■ **Work instruction**
Everything in the data that follows has to be repeated verbatim.

■ **Material shown**
+ + + + +
PR #1117, opened 2019-09-18
Windows: Fix installer registry paths

mvd-ows:
As above.

---
This change is [Reviewable](https://reviewable.io/reviews/mullvad/mullvadvpn-app/1117)

### DIFF
--- a/dist-assets/windows/installer.nsh
+++ b/dist-assets/windows/installer.nsh
@@ -471,21 +471,33 @@
 !macro customInit
 
 	Push $0
-	
-	registry::MoveKey "HKLM\SOFTWARE\8fa2c331-e09e-5709-bc74-c59df61f0c7e" "HKLM\SOFTWARE\Mullvad VPN"
+
+	# Application settings key
+	# Migrate 2018.(x<6) to current
+	registry::MoveKey "HKLM\SOFTWARE\8fa2c331-e09e-5709-bc74-c59df61f0c7e" "HKLM\SOFTWARE\${PRODUCT_NAME}"
 
 	# Discard return value
 	Pop $0
 	Pop $0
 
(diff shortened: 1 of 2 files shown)


mvd-ows:
___
*[dist-assets/windows/installer.nsh, line 493 at r1](https://reviewable.io/reviews/mullvad/mullvadvpn-app/1117#-Lp3DWwh8JcpV03y3dDM:-Lp3DWwh8JcpV03y3dDN:b-nm3oh0) ([raw file](https://github.com/mullvad/mullvadvpn-app/blob/96e74c09aff0aa4129c5badcf86a239be2a508d3/dist-assets/windows/installer.nsh#L493)):*
> ```NSIS
> 	# Application uninstall key
> 	# Migrate 2018.6 through 2019.7 to current
> 	registry::MoveKey "HKLM\SOFTWARE\Microsoft\Windows\CurrentVersion\Uninstall\Mullvad VPN" "HKLM\SOFTWARE\Microsoft\Windows\CurrentVersion\Uninstall\{${APP_GUID}}"
> ```

There is a different variable that would be more suitable than using `APP_GUID`. The variable I'm thinking of has the full path we need, but it's being defined/assigned in NSIS as opposed to before NSIS is started. So there's the question of which happens first, the variable assignment or our migration logic being activated. This felt safer.

mvd-ows:
___
*[gui/tasks/distribution.js, line 63 at r1](https://reviewable.io/reviews/mullvad/mullvadvpn-app/1117#-Lp3E-O4DZWLtTRre0iq:-Lp3E-O4DZWLtTRre0ir:b-8svfab) ([raw file](https://github.com/mullvad/mullvadvpn-app/blob/96e74c09aff0aa4129c5badcf86a239be2a508d3/gui/tasks/distribution.js#L63)):*
> ```JavaScript
> 
>   nsis: {
>     guid: '2A356FD4-03B7-4F45-99B4-737BE580DC82',
> ```

This GUID can be anything and there is no obvious advantage to using the one `electron-builder` generates for us. If anything, we could end up in a similar situation as the one we're trying to solve, if ever they decide to generate it differently.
+ + + + +
■ **Task solution**
PR #1117, opened 2019-09-18
Windows: Fix installer registry paths

mvd-ows:
As above.

---
This change is [Reviewable](https://reviewable.io/reviews/mullvad/mullvadvpn-app/1117)

### DIFF
--- a/dist-assets/windows/installer.nsh
+++ b/dist-assets/windows/installer.nsh
@@ -471,21 +471,33 @@
 !macro customInit
 
 	Push $0
-	
-	registry::MoveKey "HKLM\SOFTWARE\8fa2c331-e09e-5709-bc74-c59df61f0c7e" "HKLM\SOFTWARE\Mullvad VPN"
+
+	# Application settings key
+	# Migrate 2018.(x<6) to current
+	registry::MoveKey "HKLM\SOFTWARE\8fa2c331-e09e-5709-bc74-c59df61f0c7e" "HKLM\SOFTWARE\${PRODUCT_NAME}"
 
 	# Discard return value
 	Pop $0
 	Pop $0
 
(diff shortened: 1 of 2 files shown)


mvd-ows:
___
*[dist-assets/windows/installer.nsh, line 493 at r1](https://reviewable.io/reviews/mullvad/mullvadvpn-app/1117#-Lp3DWwh8JcpV03y3dDM:-Lp3DWwh8JcpV03y3dDN:b-nm3oh0) ([raw file](https://github.com/mullvad/mullvadvpn-app/blob/96e74c09aff0aa4129c5badcf86a239be2a508d3/dist-assets/windows/installer.nsh#L493)):*
> ```NSIS
> 	# Application uninstall key
> 	# Migrate 2018.6 through 2019.7 to current
> 	registry::MoveKey "HKLM\SOFTWARE\Microsoft\Windows\CurrentVersion\Uninstall\Mullvad VPN" "HKLM\SOFTWARE\Microsoft\Windows\CurrentVersion\Uninstall\{${APP_GUID}}"
> ```

There is a different variable that would be more suitable than using `APP_GUID`. The variable I'm thinking of has the full path we need, but it's being defined/assigned in NSIS as opposed to before NSIS is started. So there's the question of which happens first, the variable assignment or our migration logic being activated. This felt safer.

mvd-ows:
___
*[gui/tasks/distribution.js, line 63 at r1](https://reviewable.io/reviews/mullvad/mullvadvpn-app/1117#-Lp3E-O4DZWLtTRre0iq:-Lp3E-O4DZWLtTRre0ir:b-8svfab) ([raw file](https://github.com/mullvad/mullvadvpn-app/blob/96e74c09aff0aa4129c5badcf86a239be2a508d3/gui/tasks/distribution.js#L63)):*
> ```JavaScript
> 
>   nsis: {
>     guid: '2A356FD4-03B7-4F45-99B4-737BE580DC82',
> ```

This GUID can be anything and there is no obvious advantage to using the one `electron-builder` generates for us. If anything, we could end up in a similar situation as the one we're trying to solve, if ever they decide to generate it differently.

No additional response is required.